Justement, c'est un EULA (CLUF en bon Français :rateau, pas une loi.
Le texte exact (OSXSWlicenseFrench.pdf) dit:

*Cette licence vous autorise à installer et utiliser un seul exemplaire du logiciel
Apple sur un seul ordinateur Apple à la fois.
*

Alors oui, d'apres ce texte  installer OSX sur une machine non Apple est interdit.

Mais ne pourrait on pas considerer cette clause comme abusive ? 
Après tout, OSX fonctionne tres biens sur un PC non Apple.

Bien sur, il faudrait qu'un tribunal statue, et vu qu'à ce jour ca n'est jamais arrivé, le CLUF continue de s'appliquer.

Mais PearC en Allemagne vends (an grand jour) depuis 5 ans des PC sous OSX sans jamais avoir été inquieté par Apple.
C'est quand même etrange, quand on sait combien sont feroce les avocats d'Apple.
Etrange aussi qu'Apple n'ai jamais rien fait dans OSX pour bloquer les hackintoshes...

Alors soit Apple considere que les hackintosh ne lui cause pas de tord (voire lui font de la promo, avec un effet halo) soit ils craignent qu'un procès tourne en leur défaveur.

Si demain cette clause venait a etre invalidée, les marchands de hackintosh risqueraient de fleurir partout (et causer du tord à Apple), alors que pour le moment on est dans le flou et le phenomene reste marginal.

Mais je l'ai dit et je le repete, effectivement, le hackintosh c'est quelque chose qui est theoriquement interdit.

Pour revenir au sujet, j'ai un hackintosh depuis 5 ans (un Core i7 920) et c'est aujourd'hui beaucoup plus simple que par le passé (J'ai débuté avec 10.5, et c'etait chaud à l'epoque).
Avec une carte mère bien choisie (chez Gigabyte le plus souvent) avec une carte video reconnue  par OSX, c'est devenu un jeu d'enfant.


----------



## Maxoubx (23 Mai 2014)

LéoYunta a dit:


> Merci, on peut savoir pourquoi ?




Pour ma part j'avais : 

*Composant :
*


[*]Boitier : NZXT Phantom Blanc
[*]Alim : Seasonic 750W X-Series 2012
[*]Processeur : Intel i5 3570K
[*]Carte Mère : Gigabyte GA-Z77X-UD5H
[*]Ram : G.Skill Ares 16go PC 17000
[*]Carte Graphique : Asus GTX 660Ti
[*]SSD: M4 128go / Vertex 3 120go
[*]Disques durs : 1TO+500Go+320Go
[*]Graveur : LiteOn iHAS124

Je tournais  sous 10.9.1 avec tous de fonctionnel.

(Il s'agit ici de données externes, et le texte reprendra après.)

Issue #20048, opened 2025-12-01
make use of HashedPostState Sorted


yongkangc:
### Describe the feature

`DatabaseStateRoot::overlay_root` takes an unsorted `HashedPostState` and sorts it internally:

https://github.com/paradigmxyz/reth/blob/main/crates/trie/db/src/state.rs#L188-L197

For callers that already have `HashedPostStateSorted` (e.g. from `HashedPostStateSorted::from_reverts`), this forces an unnecessary conversion path.

Add `overlay_root_sorted` and `overlay_root_with_updates_sorted` variants that accept `HashedPostStateSorted` directly.

This would then get used e.g. in HistoricalStateProviderRef which currently calls `from_reverts` and then passes through `overlay_root`:

https://github.com/paradigmxyz/reth/blob/main/crates/storage/provider/src/providers/state/historical.rs#L288-L292

### Additional context

**Other areas to change:**
- [MerkleChangeSets stage](https://github.com/paradigmxyz/reth/blob/main/crates/stages/stages/src/stages/merkle_changesets.rs): it builds per-block reverts with HashedPostState::from_reverts to assemble cumulative reverts and trie inputs. That code ends up calling state-root routines that sort later; switching to HashedPostStateSorted::from_reverts plus the sorted overlay APIs would avoid the unsorted allocations in this loop-heavy stage.

PR #20050, opened 2025-12-01
perf(trie): add overlay root calculations for HashedPostStateSorted

yongkangc:
Closes: https://github.com/paradigmxyz/reth/issues/20048

## Summary

Adds sorted variants of overlay root methods that accept pre-sorted data directly, avoiding redundant conversions when callers already have sorted data. Migrates historical provider to use these paths.

For historical state root queries (e.g., `eth_getProof` at past blocks):

- **Skips HashMap allocation for state representation** - sorted path uses `Vec` instead of `B256Map` for accounts/storages
- **Skips Vec allocation + O(n log n) sort** - no `into_sorted()` conversion needed
- **Better cache locality** - sequential Vec iteration vs random HashMap iteration in prefix set construction

## Changes

- `HashedPostStateSorted::construct_prefix_sets_sorted()` - builds prefix sets by iterating sorted Vecs directly
- `overlay_root_sorted{_with_updates}` - accepts `&HashedPostStateSorted` directly
- `overlay_root_from_nodes_sorted{_with_updates}` - accepts `TrieInputSorted`
- Historical provider: `revert_state()` now returns `HashedPostStateSorted`, uses sorted APIs throughout

### Benches: 
https://github.com/paradigmxyz/reth/pull/20050#issuecomment-3594894230

### Ref
Builds on https://github.com/paradigmxyz/reth/pull/20047


yongkangc:
Bench: overlay_root bench (reth-trie-db)

Dataset: 1 block, 256 accounts × 4 slots seeded into Account/StorageChangeSets. Keccak hashing.

Results (Criterion, 100 samples, flat sampling):
- `overlay_root` unsorted (`HashedPostState`) → **1.826 ms** median
- `overlay_root_sorted` (`HashedPostStateSorted`) → **1.699 ms** median

Impact: Sorted fast-path is ~7.5% faster for this setup by skipping the HashMap→Vec conversion and using the sorted prefix-set builder. Hashing still dominates; larger/denser workloads may show bigger gaps.

image



Code: [61ed453](https://github.com/paradigmxyz/reth/pull/20050/commits/61ed453e28d0e4a6127f8c49ec5d26258c19e99f)

Command: `CARGO_TARGET_DIR=./target cargo bench -p reth-trie-db overlay_root`

crates/trie/common/src/hashed_state.rs
```diff
@@ -509,6 +509,53 @@ impl HashedPostStateSorted {
...
+    /// This mirrors [`HashedPostState::construct_prefix_sets`] but assumes the state is already
+    /// sorted, so it can avoid rebuilding hash maps or sorting keys a second time. This is the
+    /// fast-path for callers that already hold `HashedPostStateSorted` (e.g. `from_reverts`
+    /// sorted, sorted trie inputs).
+    ///
+    /// Behavior is identical to the unsorted path:
+    /// - destroyed accounts are tracked in `destroyed_accounts`
+    /// - storage wipes yield `PrefixSetMut::all()`
+    /// - storage overlays also register the account prefix to ensure trie walks cover it
+    pub fn construct_prefix_sets_sorted(&self) -> TriePrefixSetsMut {
```
mediocregopher, line 523: nit: including "sorted" in the name here makes it sound like the prefix set is sorted. I think it's fine for this to be the same name as on the unsorted HashedPostState
```suggestion
    pub fn construct_prefix_sets(&self) -> TriePrefixSetsMut {
```

crates/trie/db/src/state.rs
```diff
@@ -108,13 +109,27 @@ pub trait DatabaseStateRoot<'a, TX>: Sized {
     /// The state root for this [`HashedPostState`].
     fn overlay_root(tx: &'a TX, post_state: HashedPostState) -> Result<B256, StateRootError>;
 
+    /// Calculate the state root for this [`HashedPostStateSorted`], skipping the unsorted map
+    /// construction and sort.
+    fn overlay_root_sorted(
```
mediocregopher, line 114: Rather than add new methods, I would prefer to modify the existing ones to accept the sorted forms of HashedPostState and TrieInput. Each of this is already essentially calling `into_sorted` immediately inside the implementation, e.g. [here](https://github.com/paradigmxyz/reth/blob/4f5b842543197dd28faea9f9424a6e46432341e3/crates/trie/db/src/state.rs#L179).

mediocregopher (changes requested):

PR #20053, opened 2025-12-01
fix(rpc): check correct variable for division by zero in blob gas ratio

strmfos:
The `checked_blob_gas_used_ratio` function was checking the wrong variable.
It checked `blob_gas_used == 0` but should check `max_blob_gas_per_block == 0`to prevent division by zero.

The doc comment even says "accounting for the case where max_blob_gas_per_block is zero" but the code was checking blob_gas_used instead. This caused the function to return `inf` when called with non-zero blob_gas_used and zero max_blob_gas_per_block.


mattsse (approved):
originally this was because this only checked if there's even blob gas used, but if we use the maxblock gas check here then this is equivalent and even more correct

PR #20056, opened 2025-12-01
fix(provider): correct capacity calculation for inclusive block range

Fallengirl:
Capacity for RangeInclusive should be `end - start + 1`.
Matches the pattern already used in consistent.rs and bodies.rs.


mattsse (commented):
we can keep this as is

Aussi bien iCloud/Appstore/iMessage que l'USB 3.0, le lan, l'audio ! 

Pour ceux que ça intéressé, niveau Geekbench mon score était de* 13800* : http://browser.primatelabs.com/geekbench2/2413755

J'ai arrêté le hack car je n'avais plus besoin de fixe, je suis uniquement sur des portables maintenant


----------



## thierry37 (23 Mai 2014)

LéoYunta a dit:


> Laissez moi vous présenter mon Hackintosh.
> 
> Bon, je viens ici pour PARTAGER, par pour faire la guerre à qui ou quoi que ce soit.
> 
> ...



Dites les gens, s'il vous plait !!!
Allez ouvrir un autre topic pour débattre des EULA et autres questions de licence, de légatlité.
ça va pourir tout ce topic, qui est bien sympa sur le matos, le hackintosh, etc...

Léo l'a dit suffisament dans son premier poste.

Ce débat ne finira pas après 5 pages, on pourra plus rien lire, et un modo arrivera pour clore le sujet car ça partira en couille. 

Allez, please, retour sur le sujet initial : "présentation de son hackintosh" et vos questions.


----------



## paranormal-wizzzard (23 Mai 2014)

Y-a-t-il un moyen de tester du 64 bits sans devoir acheter la licence ?

@thierry37 pas vu ton message avant de poster...


----------



## thierry37 (23 Mai 2014)

paranormal-wizzzard a dit:


> @thierry37 pas vu ton message avant de poster...



Je t'envoie un MP. 

---------- Nouveau message ajouté à 11h56 ---------- Le message précédent a été envoyé à 11h37 ----------




LéoYunta a dit:


> Corsair Air 540 Pour le boitier.



J'ai zappé l'info dans ton descriptif..
Il a l'air massif ce boitier ! Un beau gros cube.
Sur tes photos je me demandais comment tu caches toute la partie watercooling, à l'arrière.

ça doit être génial en jeux. Je n'ai jamais eu 3 écrans.


----------



## hackgamer (23 Mai 2014)

LéoYunta a dit:


> *Je ne préfère pas parler de MultiBeast/Unibeast et de Tonyx86, merci, même si comme tout le monde j'ai commencé par là, ce site et ces gens sont à éviter et je DÉCONSEILLE. *



Je me joins aux autres questions, pourquoi pas Tonyx86?
Ce n'est pas la première fois que je lis ça, mais pas d'explication à ce sujet.



LéoYunta a dit:


> De plus Multibeast n'a rien à voir avec Clover.
> CLover est un bootloader, multibeast est un installateur de Kext. Son "concurrent" c'est Chameleon, pourquoi Clover à la place ? Parce que pour moi il est plus efficace, plus rapide, et surtout beaucoup plus modulable, on peut TOUT configurer. De plus c'est beaucoup plus stable.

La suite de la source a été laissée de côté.